2024 Toyota Owners 400
- Date: March 31, 2024
- Location: Richmond Raceway in Richmond, Virginia
- Course: Permanent racing facility
- Course length: 0.75 miles (1.2 km)
- Distance: 407 laps, 305.25 mi (488.4 km)
- Scheduled distance: 400 laps, 300 mi (480 km)
- Average speed: 94.076 miles per hour (151.401 km/h)

Pole position
- Driver: Kyle Larson; / Hendrick Motorsports
- Time: 22.438

Most laps led
- Driver: Martin Truex Jr. / Joe Gibbs Racing
- Laps: 228

Winner
- No. 11: Denny Hamlin / Joe Gibbs Racing

Television in the United States
- Network: Fox
- Announcers: Mike Joy, Clint Bowyer, and Kevin Harvick

Radio in the United States
- Radio: MRN
- Booth announcers: Alex Hayden and Jeff Striegle
- Turn announcers: Mike Bagley (Backstretch)

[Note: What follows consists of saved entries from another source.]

Issue #1262, opened 2020-11-17
Primaluce Sesto Senso 2 - user profile / hold current control support


gilesco:
[<img alt="Issuehunt badges" src="https://img.shields.io/badge/IssueHunt-%2420%20Funded-%2300A156.svg" />](https://issuehunt.io/r/indilib/indi/issues/1262)

Some telescopes require a Hold Current to be set in order to prevent slippage. The Sesto Senso 2 supports setting such a current, but it is not available to be set in the driver.
Currently the driver loads the factory preset "Slow" profile and this is hardcoded into the driver source code.

Ideally, I would like to be able to configure the all available settings through the driver, and also be able to load and save user profiles (There are 3 user profile slots available).
If not possible, at least be able to select an existing user profile (we can use the Wifi connection to create and configure these profiles.

Required Functionality: Load, Edit, Save the 3 user customisable profiles, and all their related settings (specifically Hold Current needed, but speed, acceleration / deceleration also beneficial).

Workaround for the time being:
I am yet to use the Sesto Senso 2, but I intend to create my own profile and then modify the code to select it instead of the "slow" profile.

---

<details>
<summary>
<b>IssueHunt Summary</b>
</summary>

### Backers (Total: $20.00)

- [<img src='https://avatars2.githubusercontent.com/u/63476340?v=4' alt='gilesco' width=24 height=24> gilesco](https://issuehunt.io/u/gilesco) ($20.00)

### Submitted pull Requests
- [#1315 Sesto Senso 2: Motor settings](https://issuehunt.io/r/indilib/indi/pull/1315)
---

### Tips

- Checkout the [Issuehunt explorer](https://issuehunt.io/r/indilib/indi/) to discover more funded issues.
- Need some help from other developers? [Add your repositories](https://issuehunt.io/r/new) on IssueHunt to raise funds.
</details>

knro:
Thank you for the feedback. Can you submit a PR for this?

gilesco:
Ah, I'm not really sure of how to implement any functionality, all I know is that if I set up a user profile called "Esprit" outside of the driver that I can substitute "slow" in line 1028 of sestosenso2.cpp for "Esprit" and it will probably load my profile instead of the slow profile:

bool CommandSet::loadSlowPreset(char *res)
{
    return sendCmd("{\"req\":{\"cmd\":{\"RUNPRESET\":\"Esprit\"}}}", "RUNPRESET", res);
}

On my unit {"req":{"get": ""}}} results with:

[...]

PR #1289, opened 2020-12-16
Sesto Senso 2: Support for displaying 12V input voltage.

lantictac:
Added warning and alert state if 12V power is insufficent.
Voltage polled alongside temprature.


knro:
Looks good! Great work for 1st patch!

lantictac:
Thanks Jasem! Going to have a go at implementing presets support and perhaps controlling the hold voltage.

gilesco:
If you get that working then be sure to close #1262 as I've donated $20 to whoever gets it done 🥇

= 2024 Toyota Owners 400 =

NASCAR Cup Series race

The 2024 Toyota Owners 400 was a NASCAR Cup Series race held on March 31, 2024, at Richmond Raceway in Richmond, Virginia. Contested over 407 laps—extended from 400 laps due to an overtime finish, on the 0.75 mile (1.2 km) asphalt short track, it was the seventh race of the 2024 NASCAR Cup Series season. Denny Hamlin won the race. Joey Logano finished 2nd, and Kyle Larson finished 3rd. Martin Truex Jr. and Chase Elliott rounded out the top five, and Christopher Bell, William Byron, Brad Keselowski, Chris Buescher, and Tyler Reddick rounded out the top ten.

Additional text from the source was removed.